Filamentous fungi have only rarely been identified as causative agents in peritonitis complicating CAPD. The types of filamentous fungi reported to have caused CAPD-related peritonitis include Aspergillus, Paecilomyces, Penicillium, Acrimonies, Fusarium, and Zygomycetes (2). In most peritonitis cases caused by Aspergillus, the causative agent has been found to be A. fumigatus, A. terreus, A. flavus, or A. niger. Peritoneal dialysis-related peritonitis caused by A. niger has been described 5 times previously in the literature (3,4,5).

Despite the availability of newer antifungal drugs, outcomes in patients with invasive fungal infections continue to be poor because of delayed diagnosis and initiation of appropriate antifungal therapy. Diagnosis of invasive aspergillosis is even more difficult. Standard histopathologic diagnostic techniques and culture-based diagnostics typically take too long to allow for optimal treatment. Newer surrogate markers of invasive fungal infection are needed to hasten diagnosis and permit therapeutic monitoring. Clinicians have recently been using several adjunctive methods, such as GM antigen detection or BDG assay.

Galactomannan is a component of the Aspergillus species cell wall that is released into the surrounding environment during fungal growth or tissue invasion (6). In 2003, the US Food and Drug Administration approved the use of a double-sandwich GM enzyme immunoassay (Platelia Aspergillus EIA: Bio-Rad Laboratories) for the diagnosis of invasive aspergillosis in adult patients (7). The double-sandwich ELISA for detection of GM is reported to have high sensitivity and high specify for invasive aspergillosis when a cut-off value of 0.8 ng/mL is used (8).
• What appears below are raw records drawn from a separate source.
PR #4072, opened 2022-07-12
Ignore deleted and old phone numbers when generating overdue CSV from database

msasikanth:
https://app.shortcut.com/simpledotorg/story/8680/ignore-deleted-and-old-phone-numbers-when-generating-overdue-csv-from-database

### DIFF
--- a/app/src/main/java/org/simple/clinic/overdue/Appointment.kt
+++ b/app/src/main/java/org/simple/clinic/overdue/Appointment.kt
@@ -382,7 +382,11 @@ data class Appointment(
       FROM Appointment A
       INNER JOIN Patient P ON P.uuid = A.patientUuid
       LEFT JOIN PatientAddress PA ON PA.uuid = P.addressUuid
-      LEFT JOIN PatientPhoneNumber PPN ON PPN.patientUuid = P.uuid AND PPN.deletedAt IS NULL
+      LEFT JOIN (
+        SELECT * FROM PatientPhoneNumber
+        WHERE deletedAt IS NULL
+        GROUP BY patientUuid HAVING MAX(createdAt)
+      ) PPN ON PPN.patientUuid = P.uuid AND PPN.deletedAt IS NULL
       LEFT JOIN (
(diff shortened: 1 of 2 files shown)


msasikanth:
* master
  * **PR #4072** <a href="https://app.graphite.dev/github/pr/simpledotorg/simple-android/4072" target="_blank">Graphite</a>  👈

This comment was auto-generated by [Graphite](https://app.graphite.dev/github/pr/simpledotorg/simple-android/4072?utm_source=stack-comment).

msasikanth:
Technically a phone number cannot be deleted. Whenever we are updating a phone number, it will just be saved as a new one. I am just being a bit careful here with that condition. But the important case here is select the latest phone number for a patient.

app/src/main/java/org/simple/clinic/overdue/Appointment.kt
```diff
@@ -382,7 +382,11 @@ data class Appointment(
       FROM Appointment A
       INNER JOIN Patient P ON P.uuid = A.patientUuid
       LEFT JOIN PatientAddress PA ON PA.uuid = P.addressUuid
-      LEFT JOIN PatientPhoneNumber PPN ON PPN.patientUuid = P.uuid AND PPN.deletedAt IS NULL
+      LEFT JOIN (
+        SELECT * FROM PatientPhoneNumber
+        WHERE deletedAt IS NULL
```
janhavisinghh, line 387: Is there a reason why we haven't added a condition in the tests to verify this behaviour?

janhavisinghh (dismissed):

app/src/main/java/org/simple/clinic/overdue/Appointment.kt
msasikanth: We cannot actually add multiple phone numbers to our test nor do we have a public API to directly add the phone number unless we directly inject the DAO object bypassing repository. That's why.

janhavisinghh (approved):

The polysaccharide BDG is located in the cell membrane of most fungal pathogens, notable exceptions being Mucor and Cryptococcus species (6,9). Small quantities of β-glucan are released into blood during an invasive fungal infection, and the Fungitell Assay can detect β-glucan in serum, providing results within 2 hours (10). A number of commercially available methods use various methodologies, cut-off values, and sensitivities to detect BG. The chromogenic BDG test (Fungitell Assay) was approved by the Food and Drug Administration as an adjunct (6). The assay uses a blood coagulation factor (factor G) isolated from blood cells of the North American horseshoe crab to selectively detect β-glucan in a colorimetric assay (6,10). An important study by a group of Japanese researchers, which appeared in The Lancet in 1995, demonstrated high sensitivity (90%), specificity (100%), and negative predictive value (97%) for invasive mycosis with the use of a BDG assay and a plasma cut-off value of 20 pg/mL in febrile patients (11). The present report suggests that the BDG assay and GM index previously suggested as useful in the management of invasive fungal infections in neutropenic hematologic patients may be suitable for application in the early diagnosis of fungal peritonitis.

DISCLOSURES

The authors have no financial conflicts of interest to declare.